:: What you will do ::
Pick out the lines below with "Concrete" and list them.

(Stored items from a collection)
◇ ◇ ◇ ◇ ◇

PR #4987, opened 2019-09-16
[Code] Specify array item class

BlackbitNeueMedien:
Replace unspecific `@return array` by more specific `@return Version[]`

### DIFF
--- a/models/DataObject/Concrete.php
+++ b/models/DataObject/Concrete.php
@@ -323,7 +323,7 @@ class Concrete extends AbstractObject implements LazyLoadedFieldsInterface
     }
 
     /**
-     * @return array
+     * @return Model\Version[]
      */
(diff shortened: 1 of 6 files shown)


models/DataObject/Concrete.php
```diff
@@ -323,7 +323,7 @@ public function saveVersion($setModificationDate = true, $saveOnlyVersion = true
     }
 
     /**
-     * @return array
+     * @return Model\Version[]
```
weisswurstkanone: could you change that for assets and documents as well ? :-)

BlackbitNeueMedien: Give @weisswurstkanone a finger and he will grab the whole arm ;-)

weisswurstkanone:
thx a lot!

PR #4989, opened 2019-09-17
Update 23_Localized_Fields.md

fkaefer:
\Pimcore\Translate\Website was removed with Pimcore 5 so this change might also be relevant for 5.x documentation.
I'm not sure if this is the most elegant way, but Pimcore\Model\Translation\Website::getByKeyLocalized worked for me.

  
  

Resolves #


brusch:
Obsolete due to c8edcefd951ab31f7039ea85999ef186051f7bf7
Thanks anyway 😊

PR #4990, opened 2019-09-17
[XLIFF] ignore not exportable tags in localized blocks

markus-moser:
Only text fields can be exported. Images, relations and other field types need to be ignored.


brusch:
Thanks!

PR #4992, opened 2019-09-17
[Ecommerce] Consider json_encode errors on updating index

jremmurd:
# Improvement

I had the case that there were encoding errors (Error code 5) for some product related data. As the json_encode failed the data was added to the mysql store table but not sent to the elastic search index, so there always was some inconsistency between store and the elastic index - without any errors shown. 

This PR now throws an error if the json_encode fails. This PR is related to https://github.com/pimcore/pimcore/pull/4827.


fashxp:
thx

◇ ◇ ◇ ◇ ◇

:: The completed task ::
--- a/models/DataObject/Concrete.php
+++ b/models/DataObject/Concrete.php
@@ -323,7 +323,7 @@ class Concrete extends AbstractObject implements LazyLoadedFieldsInterface
models/DataObject/Concrete.php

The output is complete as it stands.